→ How to complete this task: Return the listing in full. Keep each line exactly as it is.
=== Data for this task ===
PR #522, opened 2021-10-19
[clone-resolution] [notices] [fix] Do not show the clone resolution a…

fajardoleo:
…dmin notice if there is no Freemius instance that is associated with a clone/cloned site.

### DIFF
--- a/includes/class-fs-admin-notices.php
+++ b/includes/class-fs-admin-notices.php
@@ -128,11 +128,7 @@
             $network_level_or_blog_id = null,
             $is_dimissible = null
         ) {
-            if ( $this->should_use_network_notices( $id, $network_level_or_blog_id ) ) {
-                $notices = $this->_network_notices;
-            } else {
-                $notices = $this->get_site_notices( $network_level_or_blog_id );
-            }
+            $notices = $this->get_site_or_network_notices( $id, $network_level_or_blog_id );
 
             $notices->add(
                 $message,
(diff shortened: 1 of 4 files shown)


includes/managers/class-fs-clone-manager.php
```diff
@@ -694,17 +733,96 @@ private function maybe_show_clone_admin_notice() {
...
+                if ( empty( $notice['data'] ) || ! is_array( $notice['data'] ) ) {
+                    continue;
+                }
+
+                if ( empty( $notice['data']['product_ids'] ) || empty( $notice['data']['blog_id'] ) ) {
+                    continue;
+                }
+
+                $product_ids = $notice['data']['product_ids'];
+                $blog_id     = $notice['data']['blog_id'];
```
vovafeldman, line 767: @fajardoleo it's very much possible that a subsite will be deleted and therefore, `switch_to_blog()` will not function as expected. Thus, I suggest using [`get_site()`](https://github.com/WordPress/wordpress-develop/blob/5.8.1/src/wp-includes/ms-site.php#L308) first to check if the result isn't `null` and only then continue with the logic.

includes/class-fs-admin-notices.php
```diff
@@ -216,15 +217,37 @@ function add_sticky(
...
+         * @author Leo Fajardo (@leorw)
+         * @since 2.4.3
+         *
+         * @param string   $id
+         * @param int|null $network_level_or_blog_id
+         *
+         * @return array|null
+         */
+        function get_sticky( $id, $network_level_or_blog_id ) {
+            if ( $this->should_use_network_notices( $id, $network_level_or_blog_id ) ) {
```
vovafeldman, line 244: @fajardoleo this `if/else` for the right notices object selection is now showing 4 times in the same class. I suggested introducing `get_site_or_network_notices()` as a helper private method to reduce code redundancy.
===
→ Response to this task:
PR #522, opened 2021-10-19
[clone-resolution] [notices] [fix] Do not show the clone resolution a…

fajardoleo:
…dmin notice if there is no Freemius instance that is associated with a clone/cloned site.

### DIFF
--- a/includes/class-fs-admin-notices.php
+++ b/includes/class-fs-admin-notices.php
@@ -128,11 +128,7 @@
             $network_level_or_blog_id = null,
             $is_dimissible = null
         ) {
-            if ( $this->should_use_network_notices( $id, $network_level_or_blog_id ) ) {
-                $notices = $this->_network_notices;
-            } else {
-                $notices = $this->get_site_notices( $network_level_or_blog_id );
-            }
+            $notices = $this->get_site_or_network_notices( $id, $network_level_or_blog_id );
 
             $notices->add(
                 $message,
(diff shortened: 1 of 4 files shown)


includes/managers/class-fs-clone-manager.php
```diff
@@ -694,17 +733,96 @@ private function maybe_show_clone_admin_notice() {
...
+                if ( empty( $notice['data'] ) || ! is_array( $notice['data'] ) ) {
+                    continue;
+                }
+
+                if ( empty( $notice['data']['product_ids'] ) || empty( $notice['data']['blog_id'] ) ) {
+                    continue;
+                }
+
+                $product_ids = $notice['data']['product_ids'];
+                $blog_id     = $notice['data']['blog_id'];
```
vovafeldman, line 767: @fajardoleo it's very much possible that a subsite will be deleted and therefore, `switch_to_blog()` will not function as expected. Thus, I suggest using [`get_site()`](https://github.com/WordPress/wordpress-develop/blob/5.8.1/src/wp-includes/ms-site.php#L308) first to check if the result isn't `null` and only then continue with the logic.

includes/class-fs-admin-notices.php
```diff
@@ -216,15 +217,37 @@ function add_sticky(
...
+         * @author Leo Fajardo (@leorw)
+         * @since 2.4.3
+         *
+         * @param string   $id
+         * @param int|null $network_level_or_blog_id
+         *
+         * @return array|null
+         */
+        function get_sticky( $id, $network_level_or_blog_id ) {
+            if ( $this->should_use_network_notices( $id, $network_level_or_blog_id ) ) {
```
vovafeldman, line 244: @fajardoleo this `if/else` for the right notices object selection is now showing 4 times in the same class. I suggested introducing `get_site_or_network_notices()` as a helper private method to reduce code redundancy.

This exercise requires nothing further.